Data for this exercise:
PR #1577, opened 2024-08-16
reco.cc: add InclusiveKinematicseSigma backwards compatibility for now

veprbl:
Provide a graceful deprecation for https://github.com/eic/EICrecon/pull/1572


src/global/reco/reco.cc
```diff
@@ -171,6 +171,18 @@ void InitPlugin(JApplication *app) {
         app
     ));
 
+    // InclusiveKinematicseSigma is deprecated and will be removed, use InclusiveKinematicsESigma instead
+    app->Add(new JOmniFactoryGeneratorT<CollectionCollector_factory<edm4eic::HadronicFinalState>>(
```
wdconinc, line 175:
```suggestion
    app->Add(new JOmniFactoryGeneratorT<CollectionCollector_factory<edm4eic::InclusiveKinematics>>(
```

wdconinc:
What is this? Windows?

wdconinc (dismissed):

veprbl:
> What is this? Windows?

Dot files are not converting, there might be a regex issue.

wdconinc:
Offending dot file has a subgraph cluster_18 that's just empty... But I think what really fixes this for me is upgrading graphviz. I'll see to push that out to nightly.

wdconinc:
> Offending dot file has a subgraph cluster_18 that's just empty....

Must have always been empty due to LFHCAL duplicate naming:
https://github.com/eic/EICrecon/blob/4a2e46e3b688c9818cea6a1c4eb247312d176cfc/.github/janadot.groups#L14

veprbl:
No cigar

wdconinc:
> No cigar

Yeah, I'd restarted some jobs which should have picked up a new graphviz, and no luck.

Maybe we need to make the graphviz job to allow failure. And figure out the issue on the side.

wdconinc (approved):

Issue #1573, opened 2024-08-16
`HcalFarForwardZDCImagingProtoClusters` is slow


veprbl:
Per 1000 events:
```
39.81 s (  1.1%) edm4eic::CalorimeterHit:HcalFarForwardZDCSubcellHits
3538.76 s ( 98.7%) edm4eic::ProtoCluster:HcalFarForwardZDCImagingProtoClusters
```
https://eicweb.phy.anl.gov/EIC/benchmarks/physics_benchmarks/-/jobs/3651688#L4721

cc @sebouh137

wdconinc:
I guess I was a day late in realizing this. I'll remove `HcalFarForwardZDCImagingProtoClusters` for now.

PR #1581, opened 2024-08-17
fix: introduce sorted index proxy to allow early break on neighbor search

wdconinc:
This PR originally intended to add hit sorting based on layer to achieve early breaks in the neighbor searching (i.e. if neighbors have to be at most two layers different in a ZDC-like detector, then in a sorted list we can stop evaluating for neighbors as soon as we encounter the first hit with more than two layers difference).

This PR also makes several other changes to the topological clustering.
- Hits are now referred to by an index proxy ordered set. This set (with ordering by layer and then index in collection) is modified as hits are assigned to clusters, such that only eligible hits remain in the set (once ordered, erasure does of course not affect ordering). The need for a separate vector which keeps track of already assigned hits is avoided. As more hits are assigned, the remaining search space is reduced, allowing for more efficient searching.
- Clusters (groups) are now stored in a vector ordered by insertion sequence instead of a set (which is ordered but not in a useful way). This allows us to avoid rechecking already added hits for neighbors, and only check newly added hits for new neighbors to add.

When modifying containers that we are iterating over, we have to make sure we do not invalidate iterators. Note https://en.cppreference.com/w/cpp/container#Iterator_invalidation. A vector container may change capacity, which invalidates all iterators. Iterators on a set are only invalidated when the element pointed to is erased. Erasure returns an iterator to the next element. Therefore, we postpone erasure of the starting hit of each group until after the entire group has been collected (and we have to make sure to avoid picking it again as a hit). If we erased the starting hit right away, the next iterator returned by the erase operation would likely become invalid when the hit is (likely, due to ordering) used in the cluster.

- [x] Bug fix (issue #1573)
- [ ] New feature (issue #__)
- [ ] Documentation update
- [ ] Other: __

No.

No.

### DIFF
--- a/src/algorithms/calorimetry/ImagingTopoCluster.h
+++ b/src/algorithms/calorimetry/ImagingTopoCluster.h
@@ -147,7 +147,7 @@ namespace eicrecon {
         }
 
         // Group neighbouring hits
-        std::vector<std::vector<std::size_t>> groups;
+        std::vector<std::list<std::size_t>> groups;
         // because indices changes, the loop over indices requires some care:
         // - we must use iterators instead of range-for
         // - erase returns an incremented iterator and therefore acts as idx++
@@ -175,7 +175,7 @@ namespace eicrecon {
             }
 
             // create a new group, and group all the neighbouring hits
-            groups.emplace_back(std::vector{*idx});
+            groups.emplace_back(std::list{*idx});
             bfs_group(*hits, indices, groups.back(), *idx);
 
             // wait with erasing until after bfs_group to ensure iterator is not invalidated in bfs_group
@@ -241,7 +241,7 @@ namespace eicrecon {
     // grouping function with Breadth-First Search
     // note: template to allow Compare only known in local scope of caller
     template<typename Compare>
-    void bfs_group(const edm4eic::CalorimeterHitCollection &hits, std::set<std::size_t,Compare>& indices, std::vector<std::size_t> &group, const std::size_t idx) const {
+    void bfs_group(const edm4eic::CalorimeterHitCollection &hits, std::set<std::size_t,Compare>& indices, std::list<std::size_t> &group, const std::size_t idx) const {
 
       // not a qualified hit to participate clustering, stop here
       if (hits[idx].getEnergy() < m_cfg.minClusterHitEdep) {
--- a/src/algorithms/calorimetry/ImagingTopoCluster.h
+++ b/src/algorithms/calorimetry/ImagingTopoCluster.h
@@ -127,6 +127,9 @@ namespace eicrecon {
 
         // Sort hit indices (podio collections do not support std::sort)
         auto compare = [&hits](const auto& a, const auto& b) {
+            if ((*hits)[a].getLayer() == (*hits)[b].getLayer()) {
+              return (*hits)[a].getCellID() < (*hits)[b].getCellID();
+            }
             return (*hits)[a].getLayer() < (*hits)[b].getLayer();
         };
         std::set<std::size_t, decltype(compare)> indices(compare);
--- a/src/algorithms/calorimetry/ImagingTopoCluster.h
+++ b/src/algorithms/calorimetry/ImagingTopoCluster.h
@@ -150,8 +150,8 @@ namespace eicrecon {
         std::vector<std::vector<std::size_t>> groups;
         // because indices changes, the loop over indices requires some care:
         // - we must use iterators instead of range-for
-        // - erase returns an increment iterator and therefore acts as idx++
-        // - when the set becomes empty on erase, idx is invalid and idx++ will fail
+        // - erase returns an incremented iterator and therefore acts as idx++
+        // - when the set becomes empty on erase, idx is invalid and idx++ will be too
         // (also applies to loop in bfs_group below)
         for (auto idx = indices.begin(); idx != indices.end();
                  indices.empty() ? idx = indices.end() : idx) {
@@ -162,13 +162,13 @@ namespace eicrecon {
                          (*hits)[*idx].getEnergy()
             );
 
-            // not energetic enough for cluster center or other cluster hit
+            // not energetic enough for cluster center or other cluster hits, so erase
             if ((*hits)[*idx].getEnergy() < std::min(m_cfg.minClusterHitEdep,m_cfg.minClusterCenterEdep)) {
               idx = indices.erase(idx);
               continue;
             }
 
-            // not energetic enough for cluster center (could still be cluster hit)
+            // not energetic enough for cluster center, but could still be cluster hit
             if ((*hits)[*idx].getEnergy() < minClusterCenterEdep) {
               idx++;
               continue;
@@ -178,7 +178,7 @@ namespace eicrecon {
             groups.emplace_back(std::vector{*idx});
             bfs_group(*hits, indices, groups.back(), *idx);
 
-            // wait with erasing until after bfs_group to ensure valid iterator is returned
+            // wait with erasing until after bfs_group to ensure iterator is not invalidated in bfs_group
             idx = indices.erase(idx); // takes role of idx++
         }
         debug("found {} potential clusters (groups of hits)", groups.size());
@@ -239,6 +239,7 @@ namespace eicrecon {
     }
 
     // grouping function with Breadth-First Search
+    // note: template to allow Compare only known in local scope of caller
     template<typename Compare>
     void bfs_group(const edm4eic::CalorimeterHitCollection &hits, std::set<std::size_t,Compare>& indices, std::vector<std::size_t> &group, const std::size_t idx) const {
 
@@ -247,6 +248,7 @@ namespace eicrecon {
         return;
       }
 
+      // keep track of size as group grows
       std::size_t prev_size = 0;
       while (prev_size != group.size()) {
         auto prev_group = group;
@@ -256,6 +258,7 @@ namespace eicrecon {
               indices.empty() ? idx2 = indices.end() : idx2) {
 
             // skip idx1 and original idx
+            // (we cannot erase idx since it would invalidate iterator in calling scope)
             if (*idx2 == *idx1 || *idx2 == idx) {
               idx2++;
               continue;
@@ -267,6 +270,7 @@ namespace eicrecon {
             //}
 
             // not energetic enough for cluster center or other cluster hit
+            // whereas caller has removed earlier low energy hits, this removes ones that caller hasn't gotten to yet
             if (hits[*idx2].getEnergy() < std::min(m_cfg.minClusterHitEdep,m_cfg.minClusterCenterEdep)) {
               idx2 = indices.erase(idx2);
               continue;
--- a/src/algorithms/calorimetry/ImagingTopoCluster.h
+++ b/src/algorithms/calorimetry/ImagingTopoCluster.h
@@ -162,12 +162,6 @@ namespace eicrecon {
                          (*hits)[*idx].getEnergy()
             );
 
-            // not energetic enough for cluster center or other cluster hits, so erase
-            if ((*hits)[*idx].getEnergy() < std::min(m_cfg.minClusterHitEdep,m_cfg.minClusterCenterEdep)) {
-              idx = indices.erase(idx);
-              continue;
-            }
-
             // not energetic enough for cluster center, but could still be cluster hit
             if ((*hits)[*idx].getEnergy() < minClusterCenterEdep) {
               idx++;
@@ -268,7 +262,7 @@ namespace eicrecon {
 
           // not energetic enough for cluster center or other cluster hit
           // whereas caller has removed earlier low energy hits, this removes ones that caller hasn't gotten to yet
-          if (hits[*idx2].getEnergy() < std::min(m_cfg.minClusterHitEdep,m_cfg.minClusterCenterEdep)) {
+          if (hits[*idx2].getEnergy() < std::min(m_cfg.minClusterHitEdep, m_cfg.minClusterCenterEdep)) {
             idx2 = indices.erase(idx2);
             continue;
           }
--- a/src/algorithms/calorimetry/ImagingTopoCluster.h
+++ b/src/algorithms/calorimetry/ImagingTopoCluster.h
@@ -128,8 +128,8 @@ namespace eicrecon {
         // Sort hit indices (podio collections do not support std::sort)
         std::set<std::size_t> indices(hits->size());
         std::iota(indices.begin(), indices.end(), 0);
-        std::sort(
-            indices.begin(), indices.end(),
+        std::ranges::sort(
+            indices,
             [&hits](const auto& a, const auto& b) {
               return (*hits)[a].getLayer() < (*hits)[b].getLayer();
             });
--- a/src/algorithms/calorimetry/ImagingTopoCluster.h
+++ b/src/algorithms/calorimetry/ImagingTopoCluster.h
@@ -66,7 +66,7 @@ namespace eicrecon {
 
     // unitless counterparts of the input parameters
     double localDistXY[2]{0, 0}, layerDistEtaPhi[2]{0, 0}, layerDistXY[2]{0, 0}, sectorDist{0};
-    double minClusterHitEdep{0}, minClusterCenterEdep{0}, minClusterEdep{0}, minClusterNhits{0};
+    double minClusterHitEdep{0}, minClusterCenterEdep{0}, minClusterEdep{0};
 
   public:
     void init() {
@@ -166,7 +166,7 @@ namespace eicrecon {
 
         // form clusters
         for (const auto &group : groups) {
-            if (static_cast<int>(group.size()) < m_cfg.minClusterNhits) {
+            if (group.size() < m_cfg.minClusterNhits) {
                 continue;
             }
             double energy = 0.;
--- a/src/algorithms/calorimetry/ImagingTopoCluster.h
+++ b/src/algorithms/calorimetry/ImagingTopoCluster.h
PR #2198, opened 2025-11-22
Don't forget unattenuated energy and restore discarded sim variables in SimCalorimeterHitProcessor

sly2j:
This PR does addresses two issues in SimCalorimeterHitProcessor:
1. The unattenuated energy is necessary to benchmark e.g. clustering algorithm performance, or to train AI algorithms. While it was originally foreseen to be available through 2-step simulated hit processor, but was then not added once we combined both steps for performance reasons.
2. Some variables in the SimCalorimeterHit were silently removed in #2076 as they were deemed "not needed". However, this was not documented, and leaves the actual SimCalorimeterHits that we use for our digi/reco in a partially filled state with some information irretrievably lost. 
I addressed the issues as follows
1. Keep track of the unattenuated energy and store it with the contribution members of the SimCalorimeterHit so it can still be accessed. It means that SimCalorimeterHit.energy/sum(contribution.energies) equals the effective attenuation.
2. Restored the discarded PID/position.xyz/... fields

- [X] Bug fix (issue #__)
- [X] New feature (issue #__)
- [ ] Documentation update
- [ ] Other: __

### DIFF
--- a/src/algorithms/calorimetry/SimCalorimeterHitProcessor.cc
+++ b/src/algorithms/calorimetry/SimCalorimeterHitProcessor.cc
@@ -87,18 +87,22 @@ edm4hep::MCParticle lookup_primary(const edm4hep::CaloHitContribution& contrib) 
 class HitContributionAccumulator {
 private:
   float m_energy{0};
+  float m_att_energy{0};
   float m_avg_time{0};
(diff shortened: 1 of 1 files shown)


wdconinc:
(Failing eicweb trigger is known issue, and being resolved.)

Task to carry out:
Reproduce every line above that contains the string "also".

Solution for this task:
This PR also makes several other changes to the topological clustering.
         // (also applies to loop in bfs_group below)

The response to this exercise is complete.